PR #4768, opened 2025-12-03
cplusplus: explicitly take ownership of gainmap

kleisauke:
Test case included.

### DIFF
--- a/cplusplus/include/vips/VImage8.h
+++ b/cplusplus/include/vips/VImage8.h
@@ -554,7 +554,7 @@ public:
 	VImage
 	gainmap() const
 	{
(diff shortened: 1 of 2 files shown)


cplusplus/include/vips/VImage8.h
```diff
@@ -554,7 +554,7 @@ class VImage : public VObject {
 	VImage
 	gainmap() const
 	{
-		return VImage(vips_image_get_gainmap(get_image()));
+		return VImage(vips_image_get_gainmap(get_image()), NOSTEAL);
```
jcupitt, line 557: Ooop, nice catch!

PR #4771, opened 2025-12-04
make cpp's get_gainmap return a true ref

jcupitt:
This PR makes get_gainmap return a VImage which holds a true reference to the gainmap image. This makes it safer to use, while being no more complex for the caller.

### DIFF
--- a/cplusplus/include/vips/VImage8.h
+++ b/cplusplus/include/vips/VImage8.h
@@ -549,7 +549,7 @@ public:
 	}
 
 	/**
-	 * The associated gainmap image. nullptr for no gainmap.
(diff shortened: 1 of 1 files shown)


kleisauke:
I think `NOSTEAL` works the same way as this, see for example:
https://github.com/libvips/libvips/blob/11e74eea51510fc9bbb2d66f18c0e7541732f5fe/cplusplus/include/vips/VImage8.h#L96-L101

(it's a bit confusing)

jcupitt:
Oh haha, I thought it was the opposite, sigh. I'll delete this PR.

PR #4773, opened 2025-12-05
libvips 8.18 release notes

jcupitt:


jcupitt:
This links to some other docs we should update first (API/8.18 etc), but the text can be checked.

Any comments on the running order?

kleisauke (approved):
LGTM!

Issue #4, opened 2016-01-26
TODO Before stable release


sagikazarmark:
- [x] Update email address
- [x] Update documentation link
- [x] Remove [unnecessary interface implementation](https://github.com/php-http/client-common/blob/master/src/Exception/BatchException.php#L16)
- [x] Remove composer stability config
- [x] Update composer dev alias
- [x] Update changelog

PR #5, opened 2016-01-26
Remove useless interface, minor fix in readme

joelwurtz:
See #4

### DIFF
--- a/composer.json
+++ b/composer.json
@@ -30,9 +30,8 @@
     },
     "extra": {
         "branch-alias": {
-            "dev-master": "0.3-dev"
+            "dev-master": "1.1-dev"
         }
     },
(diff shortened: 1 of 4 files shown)


composer.json
```diff
@@ -30,9 +30,8 @@
     },
     "extra": {
         "branch-alias": {
-            "dev-master": "0.3-dev"
+            "dev-master": "1.1-dev"
```
dbu: if we did not release 1.0.0 yet, this should be 1.0-dev i think

dbu:
:+1:

composer.json
dbu: ah, just read #4 - i guess this is the same we did in the other repos, so its fine.

PR #11, opened 2016-01-31
Add flexible http client

joelwurtz:
A flexible http client implements both interface and can emulate one of the contract if not present in the injected http client.

### DIFF
--- a/spec/HttpClientFlexibleSpec.php
+++ b/spec/HttpClientFlexibleSpec.php
@@ -1,0 +1,92 @@
+<?php
+
+namespace spec\Http\Client\Common;
+
+use Http\Client\Common\HttpAsyncClientDecorator;
+use Http\Client\Common\HttpClientDecorator;
+use Http\Client\Common\HttpClientFlexible;
+use Http\Client\HttpAsyncClient;
+use Http\Client\HttpClient;
+use PhpSpec\ObjectBehavior;
+use Prophecy\Prophet;
+
+class HttpClientFlexibleSpec extends ObjectBehavior
+{
+    function let(HttpClient $httpClient)
+    {
+        $this->beAnInstanceOf(
+            'spec\Http\Client\Common\HttpClientFlexibleStub', [
+                $httpClient
+            ]
+        );
+    }
+
+    function it_is_initializable()
+    {
+        $this->shouldHaveType('Http\Client\Common\HttpClientFlexible');
+    }
+
+    function it_is_an_http_client()
+    {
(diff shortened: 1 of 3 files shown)


src/HttpClientFlexible.php
```diff
@@ -0,0 +1,39 @@
...
+    /**
+     * @param HttpClient|HttpAsyncClient $client
+     */
+    public function __construct($client)
+    {
+        if (!($client instanceof HttpClient) && !($client instanceof HttpAsyncClient)) {
+            throw new \LogicException('Client must be an instance of Http\\Client\\HttpClient or Http\\Client\\HttpAsyncClient');
+        }
+
+        $this->httpAsyncClient = $client;
```
sagikazarmark: Just a minor logical thing: the Sync client decorator is used first, it is checked first for type. We should maintain this order in the rest of the object.

spec/HttpClientFlexibleSpec.php
```diff
@@ -0,0 +1,93 @@
...
+        $this->getClient()->shouldImplement('Http\Client\HttpClient');
+        $this->getAsyncClient()->shouldImplement('Http\Client\HttpAsyncClient');
+        $this->getClient()->shouldImplement('spec\Http\Client\Common\HttpClientFull');
+        $this->getAsyncClient()->shouldImplement('spec\Http\Client\Common\HttpClientFull');
+        $this->getClient()->shouldNotImplement('Http\Client\Common\EmulatedHttpClient');
+        $this->getAsyncClient()->shouldNotImplement('Http\Client\Common\EmulatedHttpAsyncClient');
+    }
+}
+
+class HttpClientFull implements HttpClient, HttpAsyncClient
```
sagikazarmark: This can be done using prophecy I think:

https://github.com/phpspec/prophecy#how-to-use-it

Not sure how we can access the prophet in phpspec

spec/HttpClientFlexibleSpec.php
```diff
@@ -0,0 +1,93 @@
...
+    function it_is_an_async_http_client()
+    {
+        $this->shouldImplement('Http\Client\HttpAsyncClient');
+    }
+
+    function it_throw_exception_if_invalid_client()
+    {
+        $httpClient = null;
+
+        $this->shouldThrow('\LogicException')->during('__construct', [$httpClient]);
```
sagikazarmark: You can use beConstructedWith and then duringInstantiation

sagikazarmark:
Nice :+1:

PR #13, opened 2016-01-31
Add http client router feature

### LINKED ISSUE #12: HttpClientRouter
A client accepting a map of regex -> httpclient. Given a specific request, it will check the uri of it and redirect to a specific http client implementation.

This allow to have a single pipeline for multiple library, but still allows using different client for some requests.

joelwurtz:
| Q               | A
| --------------- | ---
| Bug fix?        | no
| New feature?    | yes
| BC breaks?      | no
| Deprecations?   | no
| Related tickets | fixes #12
| Documentation   | php-http/documentation#103
| License         | MIT

#### What's in this PR?

Explained in #12

#### Checklist

- [x] Documentation pull request created (if not simply a bugfix)
- [x] #11 Need to be merged before this
- [x] Matcher should be added in php-http/message (and have some basics implementations)
- [x] Squash before merge

### DIFF
--- a/src/HttpClientRouter.php
+++ b/src/HttpClientRouter.php
@@ -1,0 +1,74 @@
+<?php
+
+namespace Http\Client\Common;
+
+use Http\Client\Exception\RequestException;
+use Http\Client\HttpAsyncClient;
+use Http\Client\HttpClient;
+use Http\Message\RequestMatcher;
+use Psr\Http\Message\RequestInterface;
+
+/**
+ * Route a request to a specific client in the stack based using a RequestMatcher.
+ *
+ * @author Joel Wurtz <joel.wurtz@gmail.com>
+ */
+final class HttpClientRouter implements HttpClient, HttpAsyncClient
+{
+    /**
+     * @var array
+     */
+    private $clients = [];
+
+    /**
+     * {@inheritdoc}
+     */
+    public function sendRequest(RequestInterface $request)
+    {
+        $client = $this->chooseHttpClient($request);
+
+        return $client->sendRequest($request);
+    }
+
+    /**
+     * {@inheritdoc}
+     */
+    public function sendAsyncRequest(RequestInterface $request)
+    {
+        $client = $this->chooseHttpClient($request);
+
+        return $client->sendAsyncRequest($request);
+    }
+
+    /**
+     * Add a client to the router.
+     *
+     * @param HttpClient|HttpAsyncClient $client
+     * @param RequestMatcher             $requestMatcher
+     */
+    public function addClient($client, RequestMatcher $requestMatcher)
+    {
+        $this->clients[] = [
+            'matcher' => $requestMatcher,
+            'client' => new FlexibleHttpClient($client),
+        ];
+    }
+
+    /**
+     * Choose an HTTP client given a specific request.
+     *
+     * @param RequestInterface $request
+     *
+     * @return HttpClient|HttpAsyncClient
+     */
+    protected function chooseHttpClient(RequestInterface $request)
+    {
+        foreach ($this->clients as $client) {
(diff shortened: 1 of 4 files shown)


src/RequestMatcher.php
```diff
@@ -0,0 +1,21 @@
...
+
+namespace Http\Client\Common;
+use Psr\Http\Message\RequestInterface;
+
+/**
+ * RequestMatcher allow to tell if a PSR7 Request matches a specific strategy
+ *
+ * @author Joel Wurtz <joel.wurtz@gmail.com>
+ */
+interface RequestMatcher
```
dbu: did we not already add a RequestMatcher somewhere?

src/HttpClientFlexible.php
```diff
@@ -0,0 +1,39 @@
...
+use Http\Client\HttpAsyncClient;
+use Http\Client\HttpClient;
+
+/**
+ * A flexible http client, which implements both interface and will emulate
+ * one contract, the other, or none at all depending on the injected client contract.
+ *
+ * @author Joel Wurtz <joel.wurtz@gmail.com>
+ */
+class HttpClientFlexible implements HttpClient, HttpAsyncClient
```
dbu: i think this name is a bit weird. maybe HttpSyncAsyncClient ? or any better ideas?

src/RequestMatcher.php
sagikazarmark: We did, message. See https://github.com/php-http/client-common/pull/14#issuecomment-203115143

src/HttpClientFlexible.php
sagikazarmark: This is already in the package with FlexibleHttpClient. This PR needs rebase.

src/HttpClientRouter.php
```diff
@@ -0,0 +1,74 @@
...
+
+    /**
+     * Add a client to the router.
+     *
+     * @param HttpClient|HttpAsyncClient $client
+     * @param RequestMatcher             $requestMatcher
+     */
+    public function addClient($client, RequestMatcher $requestMatcher)
+    {
+        $this->clients[] = [
```
sagikazarmark: Do you think we could find a better way to store these. Although it's an internal detail, it feels a little but weird.

sagikazarmark:
Did some improvments. Anyone review?

src/HttpClientRouter.php
dbu: having a member client and a member matcher would make more sense.

re-reading this i am confused about this code. we have a bunch of matcher, but only one single client? if none of the matchers match, we throw an exception, if any matches we always use the same client. that is not what i would expect from a router. i would have expected this to be an array of matcher, client and if a matcher matches, that client is used...

dbu: the code also indicates that this was originally the idea.

dbu: oh sorry. i misread the code. it does what i would expect. i don't see how we could store these differently. its a list of pairs [matcher, client] - i would not know how to store that differently. you could try some spl hashmap that can use objects as key if that exists, but i think its quite straightforward.

dbu:
looks good to me. can we squash the commits a bit?

also, according to the description we have no documentation yet and we should update the changelog.

src/HttpClientRouter.php
sagikazarmark: > i would have expected this to be an array of matcher, client and if a matcher matches, that client is used...

I think this is what's happening right now. Isn't it?

That one client is only used as a decorator in order to correctly emulate a client if necessary.

sagikazarmark:
Will do.

sagikazarmark:
Changelog updated, doc PR ready.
══════════════════════════════
== ASSIGNMENT ==
Lines from the entries that contain the word "return" are what the answer must hold.

== RESPONSE TO THE EXERCISE ==
-		return VImage(vips_image_get_gainmap(get_image()));
+		return VImage(vips_image_get_gainmap(get_image()), NOSTEAL);
make cpp's get_gainmap return a true ref
This PR makes get_gainmap return a VImage which holds a true reference to the gainmap image. This makes it safer to use, while being no more complex for the caller.
+        return $client->sendRequest($request);
+        return $client->sendAsyncRequest($request);
+     * @return HttpClient|HttpAsyncClient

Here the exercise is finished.